Fabio Storchi: allerta sul futuro dell’industria italiana
ROMA – Fabio Storchi, vicepresidente nazionale della Federazione Italiana Cavalieri del Lavoro, lancia un messaggio netto e preoccupato sul futuro dell’industria italiana, richiamando alla necessità di interventi strutturali. Conflitti internazionali, instabilità economica, barriere commerciali, crisi demografica e mancanza di competenze tecniche: il panorama con cui l’industria italiana si confronta oggi, in questi inizi di settembre, è tra i più complessi dell’ultimo decennio. Un insieme di fattori interni ed esterni che, se non affrontati con visione e decisione, rischiano di compromettere in modo strutturale la competitività del nostro sistema produttivo. “L’Italia sta pagando un prezzo altissimo alla crisi demografica, alla fuga dei cervelli e alla mancanza di un adeguato ricambio generazionale– ha dichiarato Storchi. Questo vuoto generazionale non riguarda solo le persone, ma anche le competenze e la capacità di innovare. Si sta progressivamente erodendo il capitale umano su cui si fonda la nostra industria”. Tra le difficoltà più gravi evidenziate, emerge la mancanza di manodopera qualificata, un fenomeno che sta rallentando non solo la produzione, ma anche la possibilità di innovare e di implementare tecnologie avanzate. Una situazione che penalizza le aziende, in particolare quelle di piccole e medie dimensioni, che faticano a trovare profili tecnici adeguati nonostante gli investimenti in formazione, riporta Attuale.
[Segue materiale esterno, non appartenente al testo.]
PR #103, opened 2025-02-27
Add support for image interpolation

LaurenzV:


crates/krilla/src/validation/PDF_A1.md
```diff
@@ -80,7 +80,9 @@ in case CMYK is used but no profile was provided, export fails. 🟢
 
 6.2.3.4: krilla does not support DeviceN/Separation color spaces. 🔵
 
-6.2.4: krilla does not use the `Alternates`/`Interpolate`/`Intent` keys for images. 🔵
+6.2.4: 
+- krilla does not use the `Alternates`/`Intent` keys for images. 🔵
+- krilla does check whether the `Interpolate` is used. 🟢
```
laurmaedje, line 85:
```suggestion
- krilla does check whether the `Interpolate` key is used. 🟢
```

crates/krilla/src/validation/PDF_A2.md
```diff
@@ -86,7 +86,9 @@ in case CMYK is used but no profile was provided, export fails.
 
 6.2.7: krilla is not a reader. 🔵
 
-6.2.8.1: krilla does not use the `Alternates`/`Interpolate`/`Intent` keys for images. 🔵
+6.2.8.1: 
+- krilla does not use the `Alternates`/`Intent` keys for images. 🔵
+- krilla does check whether the `Interpolate` is used. 🟢
```
laurmaedje, line 91:
```suggestion
- krilla does check whether the `Interpolate` key is used. 🟢
```

crates/krilla/src/svg/image.rs
```diff
@@ -25,19 +25,19 @@ pub(crate) fn render(
 
     match image.kind() {
         ImageKind::JPEG(d) => {
-            let image = Image::from_jpeg(d.clone())?;
+            let image = Image::from_jpeg(d.clone(), false)?;
```
laurmaedje, line 28: Technically, I wonder whether it would make sense to recursively apply `/Interpolate` to raster images in SVG if the SVG itself has smooth scaling in Typst, but not like it happens currently.

LaurenzV: We could do that, though it might be a bit unfortunate if someone wants to export to PDF/A and they can't because their SVG happens to use smooth scaling for images, even though it's not really necessary.

laurmaedje: > happens to use smooth scaling for images

If it's only about whether `set image(scaling: "smooth")` is set or not, they would have control over it, wouldn't it?

But anyway, it's not too important for now.

laurmaedje (approved):

crates/krilla/src/svg/image.rs
LaurenzV: Ahh, I thought you were talking about the SVG attribute which allows to define the interpolation used for images.

PR #105, opened 2025-02-27
Add support for file embedding

LaurenzV:


crates/krilla/src/object/embed.rs
```diff
@@ -0,0 +1,181 @@
...
+    MissingDate,
+}
+
+/// An embedded file.
+#[derive(Debug, Clone, Hash)]
+pub struct EmbeddedFile {
+    /// The name of the embedded file.
+    pub path: String,
+    /// The mime type of the embedded file.
+    pub mime_type: String,
```
laurmaedje, line 28: The MIME type is optional unless it's PDF/A-3.

crates/krilla/src/object/embed.rs
```diff
@@ -0,0 +1,181 @@
...
+    /// A description of the embedded file.
+    pub description: Option<String>,
+    /// The association kind of the embedded file.
+    pub association_kind: AssociationKind,
+    /// The raw data of the embedded file.
+    pub data: Arc<Vec<u8>>,
```
laurmaedje, line 34: This is more of a general comment: It would be nice if krilla would take a more generic type like `Arc<dyn AsRef<[u8]> + Send + Sync>` or some custom container like that, so that one doesn't have to copy the data if the source representation differs a bit.

crates/krilla/src/object/embed.rs
```diff
@@ -0,0 +1,181 @@
...
+        params.size(self.data.len() as i32);
+
+        if let Some(date_time) = sc
+            .metadata()
+            .and_then(|m| m.modification_date.or_else(|| m.creation_date))
+        {
+            let date = pdf_date(date_time);
+            params.modification_date(date);
+        } else {
+        }
```
laurmaedje, line 70: what is happening here?

LaurenzV: Just haven't implemented it yet, will be added once I add the PDF/A3 checks

PR #135, opened 2025-03-11
Tidy imports

laurmaedje:
I know it's bad practice to start contributing to a project and dumping a formatting PR on the maintainer, sorry 😅

I just saw that it's bascially std/extern/crate formatting style, but not consistently.

### DIFF
--- a/crates/krilla/src/configure/validate.rs
+++ b/crates/krilla/src/configure/validate.rs
@@ -20,15 +20,17 @@
 //!
 //! [`Configuration`]: crate::configure::Configuration
 
+use std::fmt::Debug;
+
+use pdf_writer::types::OutputIntentSubtype;
+use pdf_writer::Finish;
+use skrifa::GlyphId;
+use xmp_writer::XmpWriter;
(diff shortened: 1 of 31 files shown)


LaurenzV:
Yeah at some point I reformatted everything to be in that order, but over time I slacked off. 😅

LaurenzV:
Is there a way to enforce that automatically? Or do you just manually rearrange?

PER STORCHI SERVE “UNA STRATEGIA EUROPEA CHIARA E AUTOREVOLE”
Ma la pressione sulle imprese italiane non arriva solo dall’interno. Storchi ha infatti richiamato anche le tensioni geopolitiche, l’instabilità delle catene di approvvigionamento, i dazi commerciali e la progressiva perdita di peso dell’Europa nello scacchiere globale. “Senza una strategia europea chiara e autorevole, rischiamo di rimanere schiacciati tra i grandi blocchi geopolitici– ha commentato. L’Europa deve tornare ad avere una voce, una visione, e soprattutto a sostenere le sue imprese. In questo contesto, l’Italia deve fare la sua parte con determinazione e coraggio“. Come evidenziato recentemente anche dal presidente di Confindustria, Orsini, un altro tema cruciale è quello della burocrazia, definita senza mezzi termini come un “costo insostenibile” per le aziende italiane. Le procedure lente e complesse, unite a un sistema normativo spesso incoerente, rappresentano un ostacolo quotidiano alla crescita e agli investimenti, sia italiani che esteri. “Serve un cambio di paradigma. Non possiamo più permetterci un sistema che ostacola chi fa impresa. La burocrazia oggi non solo rallenta, ma uccide l’iniziativa imprenditoriale– ha ribadito Storchi– La vera priorità per il rilancio economico deve essere l’innovazione, intesa non solo come tecnologia, ma come cultura del cambiamento, della semplificazione e della produttività“.
Storchi invita quindi a una riflessione profonda su quale modello di sviluppo voglia adottare il Paese nei prossimi anni. In un mercato globale sempre più competitivo e polarizzato, non basteranno misure congiunturali: serviranno politiche industriali di lungo periodo, investimenti mirati in AI, in ricerca e innovazione, sostenibilità e formazione, oltre a un’alleanza più stretta tra imprese, istituzioni e mondo dell’istruzione.